Соколов зашел Турецкому в тыл и прикрепил что-то крохотное сзади на его пиджак.
— Вот теперь готов.
— Это жучок? Как я не подумал? Молодец.
— Возьмите, Вячеслав Иванович. — Соколов протянул Грязнову миниатюрный приемник. — Теперь вы услышите все, что происходит в холле.
— Ну? Готовы?
— Да.
— Пошли!
Надрывно взвыла сирена, завизжали покрышки, и машина «скорой помощи» на большой скорости отъехала от оцепленного здания музея.
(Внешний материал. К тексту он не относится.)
PR #345, opened 2021-09-22
RPC: Add method isAccountImported

redmaner:
This PR adds a new RPC method to the RPC interface / server "isAccountImported" which returns whether an account with the given address is loaded into the wallet store. This is a follow up to PR #327


vlvrd (commented):
Thanks a lot @redmaner, LGTM 👍 Did you test it in the dev setup?

redmaner:
@fiaxh Yes I tested it in the dev setup. Tried the function before and after importing an account. Returns `false` and then `true` as expected.

PR #350, opened 2021-09-27
RPC: Add method getBalance

redmaner:

This PR adds a new method to the RPC interface and server: `getBalance` which returns the balance of an account. Important to note is that this currently only covers accounts, not staking contract actors like stakers and validators. I also don't know if it is is preferred to have those actors in this method, although the account protocol seems to leave room for that [as seen here](https://github.com/nimiq/core-rs-albatross/blob/albatross/primitives/account/src/account.rs#L46). I tested this in the docker setup, and for normal accounts works fine.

Минутой раньше Грязнов спросил врача, молодого, но уже удрученного жизнью, с ранней лысиной:
— Ну что с ней?
Когда доктор поглядел на него, Вячеслав заметил, что у него красные, как у зайца, воспаленные бессонницей глаза.
— Рана сама по себе нестрашная. Сквозная в плечо. То, что она без сознания, — это просто обморок. Дамочка гиперэмоциональная, судя по всему. А вот крови потеряла много.
— Но она выживет?
— Вы же знаете, гарантии никто не дает. Но шансы довольно крепкие.
Впервые за это долгое утро Слава Грязнов почувствовал нечто вроде облегчения. Но в ту же секунду вспомнил про Сашку, про старинного друга Турецкого, оставшегося один на один с террористом, вооруженным смертоносным тротилом. И вдруг с такой убийственной остротой ощутил собственную беспомощность, что едва не зарычал, словно от боли. От него сейчас ничего уже не зависело: он даже не мог переговариваться по рации с группой захвата, ведь они в эту минуту уже, возможно, лежали, притаившись, на главной лестнице, не дыша, не шевелясь, не привлекая к себе внимание преступника. Грязнов не знал, где они, но предполагал, что уже вышли на условленную позицию.
Теперь оставалось выжидать, а это было труднее всего. Нет, разумеется, его не волновало, кому достанутся лавры, кто будет считаться руководителем операции — он, майор Соколов или Турецкий.
Просто очень хотелось помочь другу в беде. А вместо этого приходилось ждать.
Гигантские щипцы бесшумно перекусили навесной амбарный замок, словно садовые ножницы черенок хризантемы. Маскированный боец всунул под дверь фомку и сделал легкое, уверенное движение, подобное тому, каким ловкий дантист снимает с зуба коронку. Дверь негромко хрустнула и отворилась.
Майор Соколов махнул рукой, и «маски-шоу» ринулись в дверной проем. Отныне все разговоры закончены, единственным средством для обмена информацией становится язык жестов — скупых, четких, отточенных за годы совместной работы.